Usually the night runs are Jess’ favorite and time to shine but the conditions for this were tough, still super-hot. Unfortunately, an organizational mess at the start meant a long wait in a ‘tunnel’ of dogs going crazy and they had to scrap the official start times! We still made it round ok, I had to use my own legs to make it up the climb but actually Jess was tired on the down which made it easier for me to keep her behind.

TDM canicross event


  • Stage 8- 5.2km, +257, -251

This was the second stage to have a mass start, and albeit carnage, fortunately it wasn’t me that fell that day and JessDog powered us up the first climb! We were in a strong group of 40 but managed to maintain our ground up the 21 bends’, with a nice drink stop at the top and kept the legs moving on the down and to the finish, it felt good to get that one done!

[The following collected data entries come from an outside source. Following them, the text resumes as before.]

PR #94, opened 2025-10-09
Document how proxy_{get,set}_property expects paths to be serialized.

mpwarres:
Document the de-facto serialization format used by the various proxy-wasm SDKs ([C++](https://github.com/proxy-wasm/proxy-wasm-cpp-sdk/blob/e5256b0c5463ea9961965ad5de3e379e00486640/proxy_wasm_api.h#L931-L943), [Rust](https://github.com/proxy-wasm/proxy-wasm-rust-sdk/blob/ba23ab402e3c2a1fcaa9592d8204333d7b6ae46f/src/hostcalls.rs#L1211-L1226), [Go](https://github.com/proxy-wasm/proxy-wasm-go-sdk/blob/ab4161dcf9246a828008b539a82a1556cf0f2e24/proxywasm/internal/serde.go#L78-L96)) to serialize `path_data` arguments for the `proxy_get_property` and `proxy_set_property` hostcalls.

### DIFF
--- a/abi-versions/v0.2.1/README.md
+++ b/abi-versions/v0.2.1/README.md
@@ -1710,6 +1710,8 @@ Returned `status` value is:
 Retrieves value (`return_value_data`, `return_value_size`)
 of the property (`path_data`, `path_size`).
 
+`path_data` is a [serialized] list of path segments.
+
 Returned `status` value is:
 - `OK` on success.
 - `NOT_FOUND` when there was no property found at the requested `path`.
@@ -1731,6 +1733,8 @@ Returned `status` value is:
 
 Sets value of the property (`path_data`, `path_size`) to the provided
 value (`value_data`, `value_size`).
+
+`path_data` is a [serialized] list of path segments.
 
 Returned `status` value is:
 - `OK` on success.
@@ -1943,6 +1947,14 @@ e.g. the map `{{"a": "1"}, {"b": "22"}}` would be serialized as:
 An empty map may be represented either as an empty value (`size=0`), or as
 a single `0x00` byte (`size=1`).
 
+#### Property path names
+
+Path data for the [proxy_get_property] and [property_set_property] hostcalls
+consists of a sequence of path segments. The path segments are null-terminated
+and then concatenated in sequence to form the `path_data` argument.
+
+e.g. the path segments `["foo", "bar"]` would be serialized as:
+-  `0x66`, `0x6f`, `0x6f`, `0x00`, `0x62`, `0x61`, `0x72`, `0x00`
 
 # Security Considerations
 
--- a/abi-versions/v0.2.1/README.md
+++ b/abi-versions/v0.2.1/README.md
@@ -1959,6 +1959,7 @@ e.g. the path segments `["foo", "bar"]` would be serialized as:
 Host implementations should tolerate a `NULL` character at the end of the
 combined path data string, if present.
 
+
 # Security Considerations
 
 ## External resources
--- a/abi-versions/v0.2.1/README.md
+++ b/abi-versions/v0.2.1/README.md
@@ -1950,11 +1950,14 @@ a single `0x00` byte (`size=1`).
 #### Property path names
 
 Path data for the [proxy_get_property] and [property_set_property] hostcalls
-consists of a sequence of path segments. The path segments are null-terminated
-and then concatenated in sequence to form the `path_data` argument.
+consists of a sequence of path segments. The path segments are separated by
+`NULL` (`0x00`) characters.
 
 e.g. the path segments `["foo", "bar"]` would be serialized as:
--  `0x66`, `0x6f`, `0x6f`, `0x00`, `0x62`, `0x61`, `0x72`, `0x00`
+-  `0x66`, `0x6f`, `0x6f`, `0x00`, `0x62`, `0x61`, `0x72`
+
+Host implementations should tolerate a `NULL` character at the end of the
+combined path data string, if present.
 
 # Security Considerations
 
--- a/abi-versions/v0.2.0/README.md
+++ b/abi-versions/v0.2.0/README.md
@@ -1687,6 +1687,8 @@ Returned `status` value is:
 Retrieves value (`return_value_data`, `return_value_size`)
 of the property (`path_data`, `path_size`).
 
+`path_data` is a [serialized] list of path segments.
+
 Returned `status` value is:
 - `OK` on success.
 - `NOT_FOUND` when there was no property found at the requested `path`.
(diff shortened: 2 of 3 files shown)


abi-versions/v0.2.1/README.md
```diff
@@ -1943,6 +1947,14 @@ e.g. the map `{{"a": "1"}, {"b": "22"}}` would be serialized as:
...
 a single `0x00` byte (`size=1`).
 
+#### Property path names
+
+Path data for the [proxy_get_property] and [property_set_property] hostcalls
+consists of a sequence of path segments. The path segments are null-terminated
+and then concatenated in sequence to form the `path_data` argument.
+
+e.g. the path segments `["foo", "bar"]` would be serialized as:
+-  `0x66`, `0x6f`, `0x6f`, `0x00`, `0x62`, `0x61`, `0x72`, `0x00`
```
PiotrSikora: That's not entirely correct. There is no `NULL` character at the end.

abi-versions/v0.2.1/README.md
```diff
@@ -1943,6 +1947,14 @@ e.g. the map `{{"a": "1"}, {"b": "22"}}` would be serialized as:
 An empty map may be represented either as an empty value (`size=0`), or as
 a single `0x00` byte (`size=1`).
 
+#### Property path names
+
+Path data for the [proxy_get_property] and [property_set_property] hostcalls
+consists of a sequence of path segments. The path segments are null-terminated
```
PiotrSikora: Segments are separated by a `NULL` (`0x00`) character, not terminated by it.

PiotrSikora (changes requested):
cc @kyessenov

abi-versions/v0.2.1/README.md
mpwarres: Hmm, while you're right about the Rust and Go SDKs not including a `NULL` char at the end, the C++ SDK does: [code](https://github.com/proxy-wasm/proxy-wasm-cpp-sdk/blob/e5256b0c5463ea9961965ad5de3e379e00486640/proxy_wasm_api.h#L905-L916).

I can fix the C++ SDK to trim the last `NULL` char, but I think that host implementations would still need to tolerate a terminating `NULL` char in order to work with C++ plugins compiled prior to this fix. The Envoy implementation of `getProperty` does appear to [tolerate](https://github.com/envoyproxy/envoy/blob/6ab1e7afbfda48911e187c9d653a46b8bca98166/source/extensions/common/wasm/context.cc#L551-L560) this.

ISTM that in order to document the acceptable range of behaviors, the spec should say that `path_data` can (but is not required to) contain a terminating `NULL`char. WDYT?

mpwarres: Updated to state that null char is a separator, but host implementations should also tolerate it as a terminator if present.

abi-versions/v0.2.1/README.md
mpwarres: Ack, see response to other comment, and update.

abi-versions/v0.2.1/README.md
kyessenov: The segments could be empty, so the distinction is important actually. Although I don't recall if we ever tested it with empty segments, so it's under-specified.

mpwarres: My reading of [this logic](https://github.com/envoyproxy/envoy/blob/ce94a616479be89f47b440a688fa6c8cbceb570d/source/extensions/common/wasm/context.cc#L549-L560) in `Envoy::Extensions::Common::Wasm::getProperty()` is that:

1. It handles each segment by finding the next null char (if any), and taking the substring up until that (which could be empty)
2. It bumps `start` to the previous `end` (which doesn't include null char) + 1 (skipping over the null char, if present)
3. Loop terminates when `start >= path.size()`. In the case of a `path` that does include a terminating null char, `start` will end up `== path.size()`, while in the case of a `path` that doesn't, `start` will end up equal to `path.size() + 1`. Either way, the loop terminates.

So I think it's still accurate to say that null char is a separator (which doesn't rule out empty segments), and that an optional terminating null char should be tolerated by host implementations.

If there's a different wording that either of you would prefer, I'm open to suggestions. Thanks!

PiotrSikora (commented):
I think we should also add this to `v0.2.0` and `vNEXT` (since any changes from `v0.2.1` should be done via PRs and not by using a stale copy of the spec).

abi-versions/v0.2.1/README.md
PiotrSikora: The current text works fine for me, thanks!

To be honest, I'm actually surprised that the trailing `\0` works fine, since I recall having issues with it, hence the extra code to remove it in Rust & Go SDKs... But I was also under the impression that the serialization format came from CEL and wasn't our own invention, so my memory is clearly a little hazy around those details.

kyessenov: The binary format didn't come from CEL. The constraint was that "." wasn't good enough since segments can contain ".". But you should feel free to revise for vNext with a more standard list packing format.

mpwarres:
> I think we should also add this to `v0.2.0` and `vNEXT` (since any changes from `v0.2.1` should be done via PRs and not by using a stale copy of the spec).

Right--done.

abi-versions/v0.2.1/README.md
mpwarres: > The current text works fine for me, thanks!

Great!

> To be honest, I'm actually surprised that the trailing `\0` works fine, since I recall having issues with it, hence the extra code to remove it in Rust & Go SDKs... But I was also under the impression that the serialization format came from CEL and wasn't our own invention, so my memory is clearly a little hazy around those details.

Yeah, I'm not sure--maybe something changed over time? FWIW my reading of the [current logic](https://github.com/envoyproxy/envoy/blob/6ab1e7afbfda48911e187c9d653a46b8bca98166/source/extensions/common/wasm/context.cc#L551-L560) in `Context::getProperty()` is that (currently) the trailing '\0' would never even be seen by any of the CEL-evaluation functions.

I'll draft a PR for the C++ SDK to stop including it, for consistency with the other SDKs.

mpwarres: > The binary format didn't come from CEL. The constraint was that "." wasn't good enough since segments can contain ".". But you should feel free to revise for vNext with a more standard list packing format.

Ah, TIL! I had wondered about that, interesting to know the history.

mpwarres:
@PiotrSikora PTAL again--thanks!

PiotrSikora (approved):
LGTM, thanks!

Please capitalize the commit message summary & add trailing dot before merging.

mpwarres:
Thanks! Done.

  • Stage 9- evening run- 3.8km, +170, -165

By now the end was in sight, I was excited and proud to be so close and motivated to run harder! This route was the same as stage 7, so despite the legs feeling very heavy, we ran strong for a faster time than before.


  • Stage 10- 5.7km, +312, -300

Being the final leg, we gave it everything we had even in the scorching sunshine and in the end possibly our best performance of the tour. It was a lot of elevation over only 5km, but once we had reached the top, we were so excited and flew on the downs to the finish line. Words can’t describe how proud I was and still am of my lovely chubby labby, so consistent and ran amazingly on every single stage. We actually felt stronger as the stages went on, bonding more throughout and Jess really understanding the behind command by the end. Our mountain dream came true, and not only did we finish it, but came 22nd in female senior category, with about 100 starters.


I’d definitely recommend this event to anyone who wants a mountain challenge and loves to be outdoors with their dog in beautiful scenery. We miss the mountains, people, dogs, trails and nice food already, so hope to be back in 2020!